Our optimization takeaway concerns the role of server rounds R. One-round communication is an constraint; it does not preclude repeated participation across rounds. Thus the meta-learning problem becomes a stochastic approximation problem over θ = (w_g, B, p), where each round observes independent per-client episodes and returns a single summary per client. Under convexity and smoothness assumptions on the induced meta-objective, standard SGD analysis yields an opt_gap(R) = O(1/R)-type term (with the usual variance dependence on the number of participating clients per round). In this sense, the framing decouples two sources of error: the estimation error σ_i²r/K that no amount of server-side iteration can remove, and the optimization error that vanishes as R grows.

Our communication takeaway is that the above dependence on r is unavoidable under one-round protocols. The lower bound Ω(rlog (1/ε)) bits per client per episode formalizes a constraint that is often implicit in practice: if personalization genuinely requires r independent degrees of freedom, then any method that achieves oracle-level excess risk must receive Ω(r) worth of information from each client (up to logarithmic factors and precision conventions). This does not dictate a unique message format, but it does delimit what is possible. In particular, it rules out the hope that clever server-side processing can systematically compensate for arbitrarily small client uploads when the client-specific component is intrinsically r-dimensional.

The framing also clarifies how prompts p and low-rank adapters B should be interpreted. Both serve to reduce the effective complexity of the client’s best response map A(S; ⋅): B restricts adaptation to an r-dimensional subspace, while p can be viewed as a shared prior or conditioning variable that reshapes the embedding-to-logit map before adaptation. From the perspective of the theorems, these ingredients are valuable precisely when they reduce the variance term (by improving conditioning or alignment) without inducing a large approximation penalty. The one-round constraint makes this tradeoff explicit: since the client cannot iteratively refine its state through interaction, any misalignment must be compensated by either larger K or larger r, both of which have direct resource consequences.
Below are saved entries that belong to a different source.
PR #57, opened 2021-09-17
Database Migrations 

knolleary:
*I made a mess of the `migration` branch whilst trying to merge commits - I pulled when I should have pushed. Trying against with a clean branch*

This is a first pass of a database migration framework.

Sequelize provides a migration tool as part of its cli. However, from what I have seen, it is very opinionated as to how you structure your models. It assumes you've bootstrapped your project using their cli tool - unfortunately their getting started docs make no mention of this.

So instead, I've gone for something custom, albeit influenced by their tooling.

 - The models in `forge/db/models` define the latest database structure. They can create the database structure if it is missing, however if a model requires a database change, something is needed to modify the database structure. Sequelize has some support for adding columns automatically - but not changing types/constraints etc. We do not make use of this.
- `forge/db/migrations` contains a set of migration files, using the naming pattern `XXXXXX-name.js`. They export an `up` and `down` function that can be used to apply or reverse the migration. They also provide a set of signatures for how the database should look post-migration - see below.
- A new db table has been added `MetaVersion` that records what migrations have been applied to the database.
- When the app starts it compares the name of the most recently applied migration with the list of migration files. If there are unapplied migrations, the app will refuse to start.
- If it finds the MetaVersion table empty, it automatically applies all migrations as it is a clean start.
- A script is provided to apply any outstanding migrations - `forge/scripts/apply-pending-migrations.js`

### Migration signatures

*This part is experimental*.

A potential problem is a model is changed without a corresponding migration created. This is where the migration signatures come in.

For each table modified by the migration, it can include a sha256 hash of the resulting table schema (when created in an in-memory sqlite db).

The script `forge/scripts/verify-migration-signature.js` loads the Models into an in-memory sqlite database then generates the hash of each table schema. It then loads all migrations in order (without applying them) to get a list of the expected table hashes. If there are any mismatches, it warns.

For now, that can be a manual check, but it can become part of the CI build.

There's a bit of a chicken/egg issue of course - you need to create the model change, create the migration, then run the verify script to be told what hash it should now have.

### DIFF
--- a/forge/app.js
+++ b/forge/app.js
@@ -16,37 +16,39 @@ const containers = require('./containers');
   * @namespace forge
   */
 
-const server = fastify()
+(async function() {
 
-server.addHook('onError', async (request, reply, error) => {
-    // Useful for debugging when a route goes wrong
-    console.log(error.stack);
-})
+    const server = fastify()
 
-// Config : loads environment configuration
-server.register(config);
-// License
-server.register(license);
-// DB : the database connection/models/views/controllers
-server.register(db);
-
-process.env.PORT = process.env.PORT || 3000;
-process.env.BASE_URL = `http://localhost:${process.env.PORT}`;
-
-// Routes : the HTTP routes
-server.register(routes)
-// Containers:
-server.register(containers);
-
-// Wait until everything is loaded so PORT can be set via .env config
-server.ready().then(() => {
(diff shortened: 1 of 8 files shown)


knolleary:
Replaced by #263

PR #201, opened 2022-01-21
Fix install instructions

hardillb:
fix for https://github.com/flowforge/installer/issues/11 and https://github.com/flowforge/installer/issues/12


hardillb:
See comments on https://github.com/flowforge/installer/pull/13

hardillb:
Fixes #202

Issue #242, opened 2022-01-27
Log version number at startup


hardillb:
### Description

To make reporting issues easier we should log the FlowForge Version number at startup. Also make it visible in the UI.

PR #243, opened 2022-01-27
Check NodeJS version and log FF version

### LINKED ISSUE #241: Add explicit check for compatible Node version on startup
### Description

Whilst we document Node 16 as our required version, we don't check it when we start.... which means users could unintentionally run with an older version and hit unexpected issues.

We should have an explicit check on startup and refuse to start if it isn't 16+

### Epic/Story

_No response_

hardillb:
Fixes #241 and #242

### DIFF
--- a/forge/config/index.js
+++ b/forge/config/index.js
@@ -18,7 +18,7 @@ const fs = require("fs");
 const path = require("path");
 const fp = require("fastify-plugin");
 const YAML = require("yaml");
-const semver = require('semver')
+
 // const FastifySecrets = require('fastify-secrets-env')
 
 module.exports = fp(async function(app, _opts, next) {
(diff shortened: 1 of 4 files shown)


hardillb:
Should we hard exit or just log NodeJS version?

forge/config/index.js
```diff
@@ -35,6 +36,21 @@ module.exports = fp(async function(app, _opts, next) {
...
+        //npm start
+        app.log.info(`FlowForge v${process.env.npm_package_version}`)
+    } else {
+        //everything else
+        let {version} = require(path.join(module.parent.path, "..", "package.json"))
+        app.log.info(`FlowForge v${version}`)
+    }
+
+    if (!semver.satisfies(process.version,">=16.0.0")) {
+        app.log.warn(`FlowForge requires at least NodeJS v16, ${process.version} found`)
```
knolleary, line 49: I'd be tempted to move this logic right to start of the main app.js, before we try doing any setup - and console.error and exit if node isn't suitable.

hardillb:
The original task #241 says to exit so have added that.

forge/config/index.js
hardillb: OK, makes sense. I was looking for the first place I could get hold of a `app.log` object. We can still log it here so it's clean for a good version

PR #254, opened 2022-02-01
First pass at SES support

hardillb:
uses the following config in flowforge.yml

```yaml
email:
  ses:
    region: eu-west-1
```


knolleary (approved):

hardillb:
Tested locally, but AWS SES account stuck in "Sandbox" mode until I can convince them we are not going to spam the world.

Need to test in K8s on AWS to get make sure the credentials get passed, but I'm going to merge this as it works.

PR #265, opened 2022-02-07
Docker docs

hardillb:
Add docs on how to install and configure with Docker Compose

### DIFF
--- a/docs/install/docker/README.md
+++ b/docs/install/docker/README.md
@@ -24,7 +24,7 @@ The FlowForge Application will be hosted on `http://forge.example.com`
 
 ## Installing FlowForge
 
-### Building Contianers
+### Building Containers
 
 To build the 2 required containers simply run `./build-containers.sh`.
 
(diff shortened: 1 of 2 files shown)


docs/install/docker/README.md
```diff
@@ -0,0 +1,57 @@
...
+
+To make this work you will need to configure a DNS server to map a wildcard domain entry to the IP address of the host running Docker. e.g `*.example.com`.
+
+The FlowForge Application will be hosted on `http://forge.example.com`
+
+**Note** When testing locally you can add entries for each project to your `/etc/hosts` file but you must use the external IP address of the host machine, not the loopback address (`127.0.0.1`).
+
+## Installing FlowForge
+
+### Building Contianers
```
knolleary, line 27:
```suggestion
### Building Containers
```

docs/install/docker/README.md
```diff
@@ -0,0 +1,57 @@
...
+
+To build the 2 required containers simply run `./build-containers.sh`.
```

We therefore regard the principal contribution of the one-round FS-FL viewpoint as a disciplined accounting identity: to obtain low query risk, one must pay either in shots K, in adaptation dimension r, in server rounds R, or in communicated precision—and these payments can be compared on a common axis of on-device compute and bandwidth. The upper and lower bounds together provide a reference envelope against which practical systems can be positioned: if a method claims improvements, one can ask whether it effectively decreases σ_i², decreases r, improves the constants via better weighting and conditioning, or relaxes the one-round restriction. This is the sense in which the theory ``changes the framing’’: it turns personalization under communication constraints from an implementation detail into a measurable, optimizable object.